## ACTION ITEM
Scan the entries below and say how many lines contain "notes". Write only the number.

(Saved entries)
—————

PR #2902, opened 2017-01-10
Automatically choose proper compiler bridge for dotty

smarter:
Before this commit, using dotty in your sbt project required to add:
```scala
  scalaCompilerBridgeSource := ("ch.epfl.lamp" % "dotty-sbt-bridge" %
    scalaVersion.value % "component").sources()
```
in your build.sbt. We might as well automatically do this, this reduces
the boilerplate for using dotty in your project to:
```scala
  scalaOrganization := "ch.epfl.lamp"
  scalaVersion := "0.1.1-SNAPSHOT"
  scalaBinaryVersion := "2.11" // dotty itself is only published as a
                               // 2.11 artefact currently
```

Note: I did not add a test for this since there is no released version of dotty yet, we could have a test that depends on a nightly build of dotty (http://central.maven.org/maven2/ch/epfl/lamp/dotty_2.11/) but I'm not sure if maven keeps old nightly builds around forever.

### DIFF
--- a/main/src/main/scala/sbt/Defaults.scala
+++ b/main/src/main/scala/sbt/Defaults.scala
@@ -236,7 +236,13 @@ object Defaults extends BuildCommon {
       val _ = clean.value
       IvyActions.cleanCachedResolutionCache(ivyModule.value, streams.value.log)
     },
-    scalaCompilerBridgeSource := ModuleID(xsbti.ArtifactInfo.SbtOrganization, "compiler-interface", sbtVersion.value, Some("component")).sources()
+    scalaCompilerBridgeSource := {
+      if (ScalaInstance.isDotty(scalaVersion.value))
+        // Maintained at https://github.com/lampepfl/dotty/tree/master/sbt-bridge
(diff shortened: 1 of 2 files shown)


dwijnand (commented):
I'll defer to @eed3si9n, as he understands how compiler bridges are meant to be used and customized.

smarter:
The single test failure appears to be spurious and is unrelated to this PR:
```scala
[info] Could not create file /tmp/sbt_ecf6163e/java-mixed/target/streams/$global/ivySbt/$global/streams/outjava.io.IOException: No such file or directory
```

eed3si9n (changes requested):
I think it's generally ok, but could you add release notes in https://github.com/sbt/sbt/tree/0.13/notes/0.13.14 and clarify in there that Dotty support in sbt is an experimental feature that's controlled by EPFL, plz?

smarter:
Release notes added!

eed3si9n (approved):
Thanks!

dwijnand:
`->compile,default` here vs `->default(compile)` in #2903... which one should it be?

smarter:
Oops, that commit should not be there

smarter:
Fixed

—————

## EXPECTED ANSWER
2